The Elephant, the Monkey and the Kapinjala Bird

From Nagarjuna's Treatise on the Great Perfection of Wisdom
(Dharmamitra Translation)

There once was a time when people in Jambudvipa did not know enough to render proper reverence and respect to those who are older and those who are virtuous. At that time the use of words alone as a method for teaching them had not yet been able to succeed in converting them [to this understanding]. At that time a bodhisattva transformed himself into a kapi~njala bird. This bird had two close friends. The first was a great elephant and the second was a monkey. They all lived together around the base of a pippala tree. They were inquiring of one another, wondering, "We don't know who among us ought to be accorded the status of 'elder.'"

The elephant said, "In the past I viewed this tree when it was shorter than the height of my belly. Now it is so huge. From this we can deduce that I ought to be known as the eldest."

The monkey said, "In the past I've squatted down and plucked with my hand at the top of the tree. From this we can deduce that I should be recognized as the eldest."

The bird said, "In the past I fed on the fruit of such trees in the pippala forest. The seed then passed out with my feces and as a result this tree was born. It can be deduced from this that I ought to be recognized as the eldest." The bird continued, saying, "As a matter of propriety, the first born, being the eldest, ought to be the recipient of offerings."
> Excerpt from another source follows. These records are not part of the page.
PR #8230, opened 2023-09-02
[Plugin] MediaLibrary: Honor order_column sort order when media is reorderable

drbyte:
I've tested this by putting the `sortBy()` both above and below the `filter()` call. I feel like it'll be slightly more performant "after" the filtering.

I explored using methods in the `Spatie\MediaLibrary\MediaCollections\Models\Concerns\IsSorted` trait, but that applies to the model, not the collection, and the Filament plugin code is querying the collection data using its own bespoke relationship query.
So I think this hardcoded approach is best.

I suppose another approach could be to offer another helper method like `ordered()` to `ImageColumn`, but perhaps that's a bigger design decision to explore separately.

- [N/A] New functionality has been documented or existing documentation has been updated to reflect changes.
- [N/A] Visual changes are explained in the PR description using a screenshot/recording of before and after.


danharrin:
Thanks!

The great elephant immediately took the monkey on his back and the bird then rode on the back of the monkey. They traveled all around in this fashion. When all of the birds and beasts observed this they asked them, "Why are you going about like this?"

They replied, "We mean by this an expression of reverence and offerings to the one who is the eldest." The birds and the beasts all accepted this teaching and all practiced such reverence. They no longer invaded the fields of the people and no longer brought harm to the lives of other animals. The people were all amazed that all of the birds and beasts no longer engaged in harmful activities.

The hunters went into the forest and observed that the elephant bore the monkey on his back, that the monkey carried along the bird, and that they cultivated respectfulness and so transformed the creatures that the creatures all cultivated goodness. They passed this on to the people of the country. The people all celebrated this and remarked, "The times are growing peaceful. Though they are but birds and beasts, still they are possessed of humanity." And so the people too modeled themselves on this. They all cultivated propriety and respectfulness. From ancient times until the present this transformative teaching has flowed down through a myriad generations. One should know that this was a Dharma body bodhisattva.